**Requirement**
Gather all lines from the material that contain the word "seems".

--------------------------------

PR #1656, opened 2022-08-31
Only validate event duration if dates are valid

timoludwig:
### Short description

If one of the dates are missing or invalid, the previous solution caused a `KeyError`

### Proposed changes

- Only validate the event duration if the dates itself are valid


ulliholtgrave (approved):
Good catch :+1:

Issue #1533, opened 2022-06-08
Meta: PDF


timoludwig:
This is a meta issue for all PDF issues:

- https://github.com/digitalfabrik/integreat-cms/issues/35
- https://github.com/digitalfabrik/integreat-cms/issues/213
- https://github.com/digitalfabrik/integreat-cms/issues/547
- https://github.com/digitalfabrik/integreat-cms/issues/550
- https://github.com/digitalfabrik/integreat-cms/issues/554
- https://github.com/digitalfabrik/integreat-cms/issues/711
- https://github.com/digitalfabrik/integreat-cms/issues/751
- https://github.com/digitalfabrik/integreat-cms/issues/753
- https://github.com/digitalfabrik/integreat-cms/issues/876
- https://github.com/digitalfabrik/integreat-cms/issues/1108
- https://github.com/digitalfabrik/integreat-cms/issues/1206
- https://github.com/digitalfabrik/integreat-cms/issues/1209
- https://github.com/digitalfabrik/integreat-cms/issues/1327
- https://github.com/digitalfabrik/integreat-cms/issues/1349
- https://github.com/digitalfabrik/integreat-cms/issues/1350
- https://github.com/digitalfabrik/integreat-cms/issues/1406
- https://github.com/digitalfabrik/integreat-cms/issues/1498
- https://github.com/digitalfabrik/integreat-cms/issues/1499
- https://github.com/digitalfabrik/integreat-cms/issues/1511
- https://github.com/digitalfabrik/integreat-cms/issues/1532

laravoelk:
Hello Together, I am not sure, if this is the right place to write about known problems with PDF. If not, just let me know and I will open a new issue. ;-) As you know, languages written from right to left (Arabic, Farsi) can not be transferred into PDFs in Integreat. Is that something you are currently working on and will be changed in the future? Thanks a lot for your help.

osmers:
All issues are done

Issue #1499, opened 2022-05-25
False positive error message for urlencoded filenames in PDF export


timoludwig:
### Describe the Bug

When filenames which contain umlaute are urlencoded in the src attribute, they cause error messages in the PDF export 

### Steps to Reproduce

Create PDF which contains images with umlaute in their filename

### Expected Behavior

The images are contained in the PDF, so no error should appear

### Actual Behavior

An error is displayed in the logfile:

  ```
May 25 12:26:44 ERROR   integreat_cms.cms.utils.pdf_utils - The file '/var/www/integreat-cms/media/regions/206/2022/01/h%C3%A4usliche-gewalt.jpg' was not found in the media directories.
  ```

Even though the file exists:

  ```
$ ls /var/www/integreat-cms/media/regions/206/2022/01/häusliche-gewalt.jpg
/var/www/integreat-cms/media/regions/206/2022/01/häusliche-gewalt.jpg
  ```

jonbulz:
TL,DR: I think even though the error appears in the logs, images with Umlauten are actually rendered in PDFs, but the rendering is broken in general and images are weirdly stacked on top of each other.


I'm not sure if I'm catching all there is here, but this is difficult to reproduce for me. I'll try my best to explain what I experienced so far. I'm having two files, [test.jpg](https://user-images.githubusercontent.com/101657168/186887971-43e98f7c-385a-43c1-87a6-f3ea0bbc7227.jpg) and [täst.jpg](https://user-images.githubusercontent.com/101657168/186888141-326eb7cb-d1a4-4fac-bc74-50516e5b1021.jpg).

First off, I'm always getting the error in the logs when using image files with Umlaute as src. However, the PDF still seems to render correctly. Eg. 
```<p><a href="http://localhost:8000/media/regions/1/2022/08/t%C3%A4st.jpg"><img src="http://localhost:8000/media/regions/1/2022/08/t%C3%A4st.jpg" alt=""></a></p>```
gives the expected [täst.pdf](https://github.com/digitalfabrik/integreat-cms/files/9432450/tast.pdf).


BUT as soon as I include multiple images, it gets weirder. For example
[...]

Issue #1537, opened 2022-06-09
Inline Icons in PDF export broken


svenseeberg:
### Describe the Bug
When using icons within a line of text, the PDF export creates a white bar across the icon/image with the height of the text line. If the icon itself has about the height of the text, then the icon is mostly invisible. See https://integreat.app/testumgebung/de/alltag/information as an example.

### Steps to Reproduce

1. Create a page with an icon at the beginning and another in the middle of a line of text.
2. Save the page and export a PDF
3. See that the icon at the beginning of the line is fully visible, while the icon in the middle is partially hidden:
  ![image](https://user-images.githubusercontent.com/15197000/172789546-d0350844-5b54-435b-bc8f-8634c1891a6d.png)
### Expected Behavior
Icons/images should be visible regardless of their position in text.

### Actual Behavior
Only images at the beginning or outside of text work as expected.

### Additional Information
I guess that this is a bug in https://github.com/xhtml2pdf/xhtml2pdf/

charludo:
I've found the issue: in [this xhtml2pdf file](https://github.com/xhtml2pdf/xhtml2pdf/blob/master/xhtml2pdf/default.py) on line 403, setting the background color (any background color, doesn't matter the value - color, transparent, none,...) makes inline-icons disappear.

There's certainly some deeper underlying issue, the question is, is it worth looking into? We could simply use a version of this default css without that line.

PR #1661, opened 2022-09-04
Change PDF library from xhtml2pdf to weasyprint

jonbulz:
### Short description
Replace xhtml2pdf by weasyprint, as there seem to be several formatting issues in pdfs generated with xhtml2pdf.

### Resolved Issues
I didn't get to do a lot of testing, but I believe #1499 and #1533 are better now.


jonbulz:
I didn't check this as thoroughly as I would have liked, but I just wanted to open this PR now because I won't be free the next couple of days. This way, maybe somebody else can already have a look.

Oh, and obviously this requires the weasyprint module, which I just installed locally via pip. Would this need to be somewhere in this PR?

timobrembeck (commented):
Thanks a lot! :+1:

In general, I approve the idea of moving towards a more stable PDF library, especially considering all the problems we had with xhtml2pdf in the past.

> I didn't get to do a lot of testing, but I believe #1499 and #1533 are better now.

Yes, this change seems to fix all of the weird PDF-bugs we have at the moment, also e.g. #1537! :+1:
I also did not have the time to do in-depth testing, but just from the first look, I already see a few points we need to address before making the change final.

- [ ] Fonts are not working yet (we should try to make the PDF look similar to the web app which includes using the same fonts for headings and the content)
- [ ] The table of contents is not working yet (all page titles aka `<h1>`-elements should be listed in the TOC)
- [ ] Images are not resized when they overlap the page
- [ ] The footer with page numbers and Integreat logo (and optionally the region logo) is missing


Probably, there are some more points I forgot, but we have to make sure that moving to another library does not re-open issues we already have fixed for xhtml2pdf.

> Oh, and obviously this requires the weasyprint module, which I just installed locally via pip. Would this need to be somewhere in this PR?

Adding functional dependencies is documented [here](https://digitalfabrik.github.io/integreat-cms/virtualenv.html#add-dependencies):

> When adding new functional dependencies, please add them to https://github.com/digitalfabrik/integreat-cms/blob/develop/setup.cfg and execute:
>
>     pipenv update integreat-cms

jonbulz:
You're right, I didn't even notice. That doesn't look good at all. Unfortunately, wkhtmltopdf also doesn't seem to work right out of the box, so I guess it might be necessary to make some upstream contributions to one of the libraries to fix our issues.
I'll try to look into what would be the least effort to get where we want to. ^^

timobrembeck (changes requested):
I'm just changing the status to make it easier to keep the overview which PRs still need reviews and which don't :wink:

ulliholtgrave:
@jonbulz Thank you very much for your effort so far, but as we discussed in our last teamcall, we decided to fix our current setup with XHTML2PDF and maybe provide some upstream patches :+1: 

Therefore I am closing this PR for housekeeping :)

--------------------------------

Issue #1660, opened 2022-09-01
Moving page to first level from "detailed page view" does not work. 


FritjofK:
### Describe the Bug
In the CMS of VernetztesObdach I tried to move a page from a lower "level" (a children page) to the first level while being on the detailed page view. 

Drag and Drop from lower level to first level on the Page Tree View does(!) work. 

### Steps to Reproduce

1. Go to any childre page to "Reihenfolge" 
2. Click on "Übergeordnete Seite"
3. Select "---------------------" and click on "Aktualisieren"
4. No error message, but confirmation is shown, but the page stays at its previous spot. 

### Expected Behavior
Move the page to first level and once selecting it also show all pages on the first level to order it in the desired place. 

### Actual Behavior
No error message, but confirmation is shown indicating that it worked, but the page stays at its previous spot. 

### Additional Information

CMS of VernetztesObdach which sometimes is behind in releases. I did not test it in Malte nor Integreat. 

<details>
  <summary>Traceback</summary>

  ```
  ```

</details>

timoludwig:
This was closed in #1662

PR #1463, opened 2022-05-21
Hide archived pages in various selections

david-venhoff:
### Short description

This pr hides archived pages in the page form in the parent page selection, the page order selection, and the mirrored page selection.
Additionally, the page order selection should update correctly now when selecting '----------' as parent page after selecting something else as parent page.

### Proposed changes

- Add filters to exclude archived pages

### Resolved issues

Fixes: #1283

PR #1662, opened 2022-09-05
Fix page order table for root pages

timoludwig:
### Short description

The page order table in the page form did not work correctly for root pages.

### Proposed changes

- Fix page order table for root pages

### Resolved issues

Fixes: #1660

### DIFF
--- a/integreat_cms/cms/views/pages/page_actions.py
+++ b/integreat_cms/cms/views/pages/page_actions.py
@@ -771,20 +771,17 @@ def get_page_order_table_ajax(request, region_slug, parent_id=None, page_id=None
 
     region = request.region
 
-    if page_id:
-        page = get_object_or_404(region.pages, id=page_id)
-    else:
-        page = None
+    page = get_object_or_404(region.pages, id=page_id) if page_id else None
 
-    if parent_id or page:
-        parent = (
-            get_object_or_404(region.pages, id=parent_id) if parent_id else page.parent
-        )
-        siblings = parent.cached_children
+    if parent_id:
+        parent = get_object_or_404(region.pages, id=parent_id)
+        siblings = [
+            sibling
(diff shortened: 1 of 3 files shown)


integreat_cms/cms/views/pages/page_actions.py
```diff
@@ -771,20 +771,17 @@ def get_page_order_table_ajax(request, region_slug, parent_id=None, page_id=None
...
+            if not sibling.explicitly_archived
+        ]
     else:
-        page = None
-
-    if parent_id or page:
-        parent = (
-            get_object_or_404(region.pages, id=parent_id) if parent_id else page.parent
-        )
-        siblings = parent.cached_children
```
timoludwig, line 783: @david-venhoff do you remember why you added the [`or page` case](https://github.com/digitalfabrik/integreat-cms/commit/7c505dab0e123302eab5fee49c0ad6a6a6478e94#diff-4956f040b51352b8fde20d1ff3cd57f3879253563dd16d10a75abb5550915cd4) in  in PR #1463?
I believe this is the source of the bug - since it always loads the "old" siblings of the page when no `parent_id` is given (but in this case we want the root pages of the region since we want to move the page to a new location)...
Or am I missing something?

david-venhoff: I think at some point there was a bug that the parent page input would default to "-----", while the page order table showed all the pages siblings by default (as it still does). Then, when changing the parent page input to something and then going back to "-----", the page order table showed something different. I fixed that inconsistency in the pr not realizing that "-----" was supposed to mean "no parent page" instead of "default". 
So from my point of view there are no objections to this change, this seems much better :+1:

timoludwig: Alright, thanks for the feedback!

--------------------------------

**Answer for this exercise**
First off, I'm always getting the error in the logs when using image files with Umlaute as src. However, the PDF still seems to render correctly. Eg. 
Yes, this change seems to fix all of the weird PDF-bugs we have at the moment, also e.g. #1537! :+1:
So from my point of view there are no objections to this change, this seems much better :+1:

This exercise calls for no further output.